Mergers and acquisition* are important strategic tools. We used them, for example:

  1. to acquire a specific asset or capability which has strategic value,
  2. to increase scale, driving down relative costs, or
  3. to eliminate a competitor.

*In the rest of this article I will use the language of acquisition to refer to both acquisitions and mergers. The ideas expressed here are equally applicable to both.

All need some level of post-acquisition integration, albeit of different sorts. However, in my experience within the financial services sector, that integration is often not fully delivered.

This failure to integrate imposes significant costs on the acquirer.

1. Without integration, the benefits of scale are not achieved.

For example:

  1. You're still running two technology platforms. This includes infrastructure, applications licensing, maintenance and development, with all the associated costs.
  2. You're still running two separate administration and servicing teams. This is because the skills and knowledge are not easy to transfer between the different parts of the operation.
  3. You're still running two separate customer propositions. These have different, possibly even conflicting customer experiences and different terms and conditions.
  4. You may even be running two separate brands. This can be unnecessarily expensive.

2. Inevitably, the central costs of co-ordination go up.

I worked in an asset management business which had integrated its front office. But it had not integrated its back-office processes and systems. As a result, there was an entire department who spent most of its time trying to reconcile the subtle differences between how the different parts to the operation processed business and calculated performance. This was so that they could provide consistent and meaningful performance metrics to the front office and its customers.
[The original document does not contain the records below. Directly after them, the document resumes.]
PR #2631, opened 2021-02-09
add configuration for the build command

a-c-sreedhar-reddy:
- [x ] This is a small change 

---


LeoNatan:
I've updated the document with a more appropriate content. Thank you for your contribution!

PR #2642, opened 2021-02-15
Clean up default log printing to prevent clutter

LeoNatan:
This will be the default output:
Good

Instead of:
Bad

### DIFF
--- a/detox/src/utils/customConsoleLogger.js
+++ b/detox/src/utils/customConsoleLogger.js
@@ -46,9 +46,9 @@ function overrideConsoleMethods(console, bunyanLogger) {
   if (!console.__detox_log__) {
     const log = bunyanLogger;
 
-    override(console, 'log', log.info.bind(log));
+    override(console, 'log', log.debug.bind(log));
     override(console, 'warn', log.warn.bind(log));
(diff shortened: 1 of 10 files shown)


detox/src/utils/customConsoleLogger.js
```diff
@@ -46,9 +46,9 @@ function overrideConsoleMethods(console, bunyanLogger) {
   if (!console.__detox_log__) {
     const log = bunyanLogger;
 
-    override(console, 'log', log.info.bind(log));
+    override(console, 'log', log.debug.bind(log));
```
noomorph, line 49: Not entirely sure if this is a legit change. If users want `console.log` they should get console.log.

noomorph: It is absolutely their problem in their code if this clutters things.

LeoNatan: OK, that makes sense. Will revert this.

LeoNatan: Ah cool, you reverted.

LeoNatan:
Let me encode the gif, and then merge.

PR #2646, opened 2021-02-17
pr2pr: terser web api

noomorph:
# This is a PR to PR

**Description:**

Proposes another syntax for the web actions and expecations:

```diff
-        await web.expect(
-            web.getWebView(by.id("webview")).element(web.by.cssSelector("#cssSel"), 2)
-            ).toExist();

+        await expect(
+            web(by.id("webview")).element(by.cssSelector("#cssSel"), 2)
+        ).toExist();
```

and

```diff
-        await web.expect(web.getWebView().element(web.by.id("btnSave"), 2)).toExist();
+        await web.element(by.htmlId("btnSave")).tap();
```

Further details to be done.


d4vidi:
I think it's much better that the `expect` becomes seamless. However, I'm not fond of how two very different type of matchers (e.g. id vs htmlid, type vs classType) all reside in the same level. It'd put too much strain on the users and is rather error-prone.

To return to my suggestion from this discussion of the PR itself, I think I may have figure out a way to improve it thanks to this PR. Please speak your opinion on this suggested API:
```js
await withWebView(({ expect, element, by }) => {
   await expect(element(by.id('testingPar')).toExist();
   
   const editable = await element(by.className('public-DraftEditor-content'));
   await editable.scrollToView();
});
```
With `expect`, `element` and `by` as arguments to the user's callback, they can enforce the actual API and significantly reduce the change of errors due to type checking.
This is the kotlin-ish way to achieve this, as I mentioned privately...

noomorph:
I've given it a thought, then one more thought, and my feedback is rather vague.

1. Separate and numerous `expect` realms don't feel like the right solution provided we still want to be compatible with `chai` and `jest` expectation system in the future. The `expect` should be single for all.
2. Provided you have a complex scenario with switching back and forth between the web view and native, the syntax will look clunky:

```js
await withWebView(({ element, by }) => {
   await element(by.id('notReceivedSms')).tap();
});
await expect(element(by.id('notification')).toHaveText('Please wait until SMS');
await withWebView(({ expect, element, by }) => {
   await expect(element(by.id('code')).toExist();
   await element(by.id('code')).type('0451');
   await element(by.id('confirm')).tap();
});
await expect(element(by.id('notification')).not.toExist();
```

compared to:

```js
await web.element(by.id('notReceivedSms')).tap();
await expect(element(by.id('notification')).toHaveText('Please wait until SMS');
await expect(web.element(by.id('code')).toExist();
await web.element(by.id('code')).type('0451');
await web.element(by.id('confirm')).tap();
await expect(element(by.id('notification')).not.toExist();
```

3. > It'd put too much strain on the users and is rather error-prone.

Again, after giving it a thought, I'd rather disagree. In the scenario when you use a non-existing matcher by mistake:

```
await withWebView(({ expect, element, by }) => {
   await expect(element(by.type('input')).toExist();
});
```

what will happen? If `by` object has no `type` property, the value will be resolved to `undefined`, meaning that `element(undefined)` will throw an error, but which one? Instead of telling `Hey, you are using a wrong matcher!` we'll be saying `Dude, no idea what happened, but it seems like you call element() without arguments`, which is far from the truth.

Secondly, we can do a bit better in regards of naming:

```js
by.html.id();
by.html.class();
by.html.name();
by.html.tag();
by.html.querySelector();
by.html.xpath();
by.html.href();
by.html.hrefPartial();
```

Terse enough, and hard to confuse.

PR #2651, opened 2021-02-20
Fix currentStatus logging on Android

noomorph:
- [x] This is a small change 

---

**Description:**

It seems that there was a quick'n'dirty reimplementation, and by accident nobody remembered that Android native implementation sends legacy format of `currentStatusResult`.

Hereby I return the historical justice, although, of course, the best solution is to eventually align the JSON formats for `currentStatusResult` for both iOS and Android.

Before:

Screenshot 2021-02-20 at 12 15 06

After:

image


d4vidi:
@noomorph thanks for this ❤️ I can't help but wonder, though, if it won't be easier to switch to the new format on the native side (esp. since it's basically a stub)...

noomorph:
@d4vidi , thanks for the idea — I've reimplemented it on Android.

PR #2654, opened 2021-02-23
fix: move device.typeText() to internals

noomorph:
- [x] This is a small change 

---

**Description:**

Address the concern of publicly available half-baked semi-private API.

It was an expensive exercise designed to disappoint. And it was failing, which is part of the reason why I was there.

This is a great example of failure demand. Failure demand is work performed to compensate for failures in the operating model rather than to deliver direct benefits to customers or other stakeholders.

3. Lack of integration leaves costs trapped within specific pockets of the business.

The cost structure of the business remains determined by historical factors. These have more to do with how the business was assembled over time, and less to do with a design suited to the organisation's strategic intent. Small and shrinking areas of the business become crushed by fixed costs. They can't perform well as cash cows which fund the growth areas of the business.

New business opportunities struggle to leverage the fixed costs capabilities of legacy parts of the business. Decisions become distorted and mired in historical irrelevancies.

4. Finally, it erodes management bandwidth.

Almost every major decision must consider its impacts and unintended consequences for each of the different legacy operating environments. Fragmented operating environments produce inconsistent management information. This must then be reconciled. Reconciliation is an expensive, time consuming and error-prone process. If it not reconciled, it reduces the quality of information on which to base decisions.

If true operational integration cannot be achieved, then the integration of data and management information systems is at least a minimal requirement to give management proper control of the business. I suspect, however, that such insight and control would only lead to the conclusion that further integration of the operations was required anyway, for all the reasons mentioned above.